Caso Marra, rinviata la sentenza per Virginia Raggi: “Ho spiegato le mie ragioni, sono serena”

Rinviata la sentenza per Virginia Raggi, accusata di falso per la nomina di Renato Marra a capo dell'ufficio Direzione Turismo del Comune di Roma. La decisione dei giudici sarebbe dovuta arrivare oggi. "Ho avuto modo di spiegare le mie ragioni, sono serena e vado avanti", ha dichiarato ai giornalisti che la aspettavano fuori dall'aula. E a chi le chiede se si dimetterà in caso di condanna, Raggi non risponde. Accusata di aver agevolato la designazione del fratello di Raffaele Marra (che all'epoca gestiva le Risorse Umane) per la copertura dell'incarico, la sindaca due anni fa era stata assolta dai giudici di primo grado della Corte d'Assise. Secondo i giudici, Raggi in quel frangente era stata vittima di un raggiro ordito tra i due fratelli e non avrebbe ricoperto alcun ruolo nella gestione delle nomine. L'accusa era invece convinta del contrario, ossia che la sindaca fosse perfettamente a conoscenza del coinvolgimento nell'iter di Raffaele Marra.
Raggi: "Sono onesta, Roma ha bisogno di guida sicura"
Un processo, quello sul caso Marra, cruciale per la sorte del Movimento 5 Stelle a Roma. Il regolamento del partito pentastellato prevede che in caso di condanna un esponente non possa più ricandidarsi. Una possibilità che non aveva però mai fermato Virginia Raggi, che già da tempo ha dichiarato "Vado avanti lo stesso". Lo aveva annunciato quando le avevano chiesto se, in caso di condanna, si sarebbe auto sospesa dal M5s come la sindaca di Torino Chiara Appendino, anche lei coinvolta in un processo con l'accusa di falso ideologico e condannata. "Io vado avanti – aveva dichiarato Raggi – In questo momento la città ha bisogno di una guida sicura. Io sono onesta, sto governando la mia città, sto portando avanti provvedimenti che sono fondamentali".

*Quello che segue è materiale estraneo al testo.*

PR #62, opened 2015-02-20
repo: Port APIs used by prune to fd-relative *at calls

cgwalters:
More of the general trend away from GFile * to the faster and more
secure world of *at().

### DIFF
--- a/src/libostree/ostree-repo.c
+++ b/src/libostree/ostree-repo.c
@@ -2316,19 +2316,39 @@ ostree_repo_delete_object (OstreeRepo           *self,
                            GError              **error)
 {
   gboolean ret = FALSE;
-  gs_unref_object GFile *objpath = NULL;
+  int res;
+  char loose_path[_OSTREE_LOOSE_PATH_MAX];
+
+  _ostree_loose_path (loose_path, sha256, objtype, self->mode);
 
   if (objtype == OSTREE_OBJECT_TYPE_COMMIT)
     {
-      gs_unref_object GFile *detached_metadata =
-        _ostree_repo_get_commit_metadata_loose_path (self, sha256);
-      if (!ot_gfile_ensure_unlinked (detached_metadata, cancellable, error))
-        goto out;
+      char meta_loose[_OSTREE_LOOSE_PATH_MAX];
+
+      _ostree_loose_path_with_suffix (meta_loose, sha256,
+                                      OSTREE_OBJECT_TYPE_COMMIT, self->mode, "meta");
+
+      do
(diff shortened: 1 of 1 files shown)


mbarnes:
LGTM  :+1:

The pattern you're using for `fstatat()` and `unlinkat()` would make for nice little wrapper functions in `glnx-fdio.c`.

mbarnes:
As an aside, I get why the *at() functions are faster but how are they more secure?

cgwalters:
If a system administrator (running as root) types: `rm -rf /home/someuser/public_html/etc`, that gives `someuser` an opportunity to make a symlink `/home/someuser/public_html -> /` and destroy `/etc`. In contrast if the admin does `cd /home/someuser/public_html`, then they can use `ls` to verify they're in the right place, and just `rm -rf etc` securely.  The bash process holds an implicit reference to the original traversed dir (passed to the child `ls` and `rm`), and fd-relative APIs are a generalization of this process-owned pre-traversed path concept.

For OSTree, there are directories owned by non-root users that it traverses when making the new deployment root.  However, I think https://git.gnome.org/browse/ostree/commit/?id=b6704f8346c8f7392c69f30f0053800abc36fbc3 closes these holes for us, but if coreutils `rm` didn't use `unlinkat`, an admin would be in danger trying to remove a directory hierarchy owned by a user.

cgwalters:
As for the wrapper functions...WDYT about https://github.com/GNOME/libglnx/pull/1 ?

So far, I've avoided having purely trivial wrapper in libglnx.  The thinnest is perhaps `glnx_opendirat_with_errno` but that's because I found typing all of those flags a bother =)

If we were to create thin wrappers there'd be a number of them...`renameat`, `fstatat`, `unlinkat`, `linkat`, `symlinkat`, `mkdirat` are the main ones.  On the other hand, at least with the submodule approach we could just rev libglnx any time we wanted a new syscall with EINTR-handling/cancellable/gerror etc.  (As opposed to a new public API in libgsystem with `configure.ac` bumps etc.)

cgwalters:
Pushed, but will leave open for followups.

mbarnes:
Thanks for the security explanation; makes a lot of sense.

As for GNOME/libglnx#1, I like the macro but I think there should be an explicit error argument.  You might want to use a local GError* instead of a GError** argument (which I typically name 'local_error' or 'tmp_error') and also assuming a variable name feels kinda evil however strong the naming convention.

cgwalters:
I said I'd keep this open for followups, but eh...let's just try to do code cleanups as a normal gradual/continual process.

PR #65, opened 2015-02-23
tests: Move test gpg keyring into writable tmpdir

cgwalters:
At least the version of gpgme in RHEL7 wants to create a lock file,
work around this by copying it into the writable test temporary
directory.


mbarnes:
LGTM  :+1:

PR #66, opened 2015-02-24
repo: detached sigs: Use error prefixing instead of overwriting

cgwalters:
Noted when "rpm-ostree compose sign" failed to write to a repo due to
permissions.


cgwalters:
Actually, this is suboptimal, better commit inbound.

cgwalters:
Rewritten to put the error prefixing into the underlying functions instead of the wrapper.

mbarnes:
:+1:

cgwalters:
Merged.

PR #68, opened 2015-02-26
deploy: Use glnx file copy code

cgwalters:
This is centralizing more generic utility code in libglnx.


cgwalters:
Depends on https://github.com/GNOME/libglnx/pull/3

cgwalters:
Added some more cleanup commits here.

src/libostree/ostree-repo-commit.c
```diff
@@ -848,65 +848,57 @@ devino_equal (gconstpointer   a,
...
-                                              error);
-      if (!enumerator)
+      if (!glnx_dirfd_iterator_next_dent (&dfd_iter, &dent, cancellable, error))
         goto out;
+          
+      if (dent == NULL)
+        break;
 
-      dirname = gs_file_get_basename_cached (objdir);
+      if (strlen (dent->d_name) != 2)
```
mbarnes: This `strlen` check could use a comment.  I think it's to recurse only in the two-digit hex directories, right?

src/libostree/ostree-repo-commit.c
```diff
@@ -921,17 +913,26 @@ scan_loose_devino (OstreeRepo                     *self,
 
           dot = strrchr (name, '.');
           g_assert (dot);
-
+          
           if ((dot - name) != 62)
```
mbarnes: Suggest a comment here as well.  This is the rest of the 64-digit hash, I assume.

mbarnes:
Couple spots to clarify (if only for my sake), but overall looks like a nice cleanup.  :+1:

cgwalters:
Thanks, pushed with added comments there.

PR #69, opened 2015-03-02
Multiple "ostree.gpgsigs" keys in metadata

mbarnes:
When signing an already signed commit you get multiple `ostree.gpgsigs` keys in the detached metadata.  The 1st instance has the 1st signature, the 2nd instance has the 1st and 2nd signatures, etc.  Signature verification extracts the 1st instance from the metadata, and consequently the additional signatures are never verified.  This is bad.

I tracked this down to a bug in `_ostree_detached_metadata_append_gpg_sig()`.  The best solution was to use `GVariantDict` instead of `GVariantBuilder`, but this required a GLib dependency bump.

I tried to add a test case for this, but the CLI currently lacks a way to just dump all the metadata so I can test for duplicate `ostree.gpgsigs` keys.  Maybe `ostree show` needs a `--print-metadata` and `--print-detached-metadata` (separate from printing specific keys)?


cgwalters:
This all looks good to me.  I'd be more confident it fixed the bug it claimed with a test, but since I didn't write any when initially implementing the multiple signatures functionality, no hard requirement from me to add one.  So :+1:

mbarnes:
Cool, thanks.

If you like my suggestion for `ostree show`, I can follow up on that separately.  That would allow me to write a test case for this.  Better late than never...

cgwalters:
Ah sorry, I missed that show suggestion.  Might be kind of annoying parsing the output of shell script for this...I started using gjs for some tests, we just want to do `g_variant_n_children` after loading the detached metadata right?  But if you can think of a shell-script way for this I'm fine with that too.  Were you thinking say RFC882 format so it's somewhat grep-able?

(We could also use pygobject for tests if you prefer that)

mbarnes:
+1 to Python tests in general (or JavaScript... I suppose I need to learn it at some point).

But in this particular case it may be more annoying to have to reproduce the test environment in `test-gpg-signed-commit.sh` in another language.  For the output I was thinking of just one metadata key/value per line, so I can do something like verify `grep --only-matching ostree.gpgsigs $METADATA | wc --lines` equals 1.

PR #70, opened 2015-03-03
Rewrite OstreeGpgVerifier to use GPGME

mbarnes:
This sets the stage for more advanced signature management.

(Also, talking to GPG over pipes sucks.)

Previously we were spawning `gpgv2` with a bunch of `--keyring` options
for `/usr/share/ostree/trusted.gpg.d/` and whatever other keyring files
were explicitly added.  GPGME has no public API for multiple keyrings,
so we work around the issue by setting up a temp directory to serve as
a fake "home" directory for the crypto engine and then concatenate all
the keyring files into a single public keyring (`pubring.gpg`).

Unfortunately at present we do this on every signature verification.
There's a desire to cache this concatenation, but the problem is the
user may be unprivileged.  So it seems the cache would have to be per
user under `$XDG_CACHE_HOME`, which OSTree doesn't otherwise use.  I'm
open to suggestions.

We do at least clean up the temp directory when finished, and I have
further API changes planned to `OstreeGpgVerifier` to help mitigate the
performance impact.

### DIFF
--- a/Makefile-libostree.am
+++ b/Makefile-libostree.am
@@ -89,8 +89,6 @@ libostree_1_la_SOURCES = \
 	src/libostree/ostree-bootloader-syslinux.c \
 	src/libostree/ostree-bootloader-uboot.h \
 	src/libostree/ostree-bootloader-uboot.c \
-	src/libostree/ostree-gpg-verifier.c \
-	src/libostree/ostree-gpg-verifier.h \
 	src/libostree/ostree-repo-static-delta-core.c \
 	src/libostree/ostree-repo-static-delta-processing.c \
 	src/libostree/ostree-repo-static-delta-compilation.c \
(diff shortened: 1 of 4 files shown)


mbarnes:
Tacked on a small API change / optimization.

mbarnes:
I think I've address all your review comments except the backward-compat homedir cruft.

Still an open question on whether to include the user's personal trusted keyring in the signature verification as `gpgv2` was (perhaps unintentionally) doing before.

cgwalters:
Hmm...were we using the root keyring before for `ostree admin upgrade`?  It's maybe a compatibility issue if we suddenly stop doing so.  But on the other hand, we really shouldn't have system processes looking in home directories.  And adding things to root's keyring isn't a good model for trust too.

I'd lean towards stopping from reading it if it's not too hard to do.

mbarnes:
Yeah, we were before because we were spawning `gpgv2` without `--no-default-keyring`, so it was implicitly including root's `trustedkeys.gpg`.  I was leaning toward stopping as well, and fortunately it's easy to do and makes the code cleaner.

cgwalters:
:+1: from me, thanks!  Also I really like this `fixup!` flow.  It gives the "interdiffs" that I always liked from Gerrit.

mbarnes:
Merged, apparently only 99% cleanly to break GitHub's auto-close.

PR #71, opened 2015-03-04
tests: add tests for mutable tree.

giuseppe:


cgwalters:
Looks fine.  At some point I'd like to visit having these `make check` tests *also* be installed if we have a lot more of them, but it can come later.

I messaggi tra Marra e Raggi
Nel corso del processo di primo grado, Raggi aveva detto che il suo ruolo nella nomina era stato di "mera pedissequa esecuzione delle determinazioni" e "senza alcuna partecipazione alle fasi istruttorie, di valutazione e decisionali". L'accusa aveva però portato altre prove, tra cui i messaggi che la sindaca si era scambiata con Raffaele Marra sulla retribuzione che avrebbe percepito il fratello. Se lo avessi fatto vicecomandante", scriveva Marra alla sindaca, "la fascia (retributiva, ndr) era la stessa". E lei aveva risposto: "Infatti abbiamo detto vice no. Abbiamo detto che restava dov'era con Adriano". Conversazioni che avevano portato i pm a ritenere che Raggi avesse partecipato alla nomina e fosse consapevole.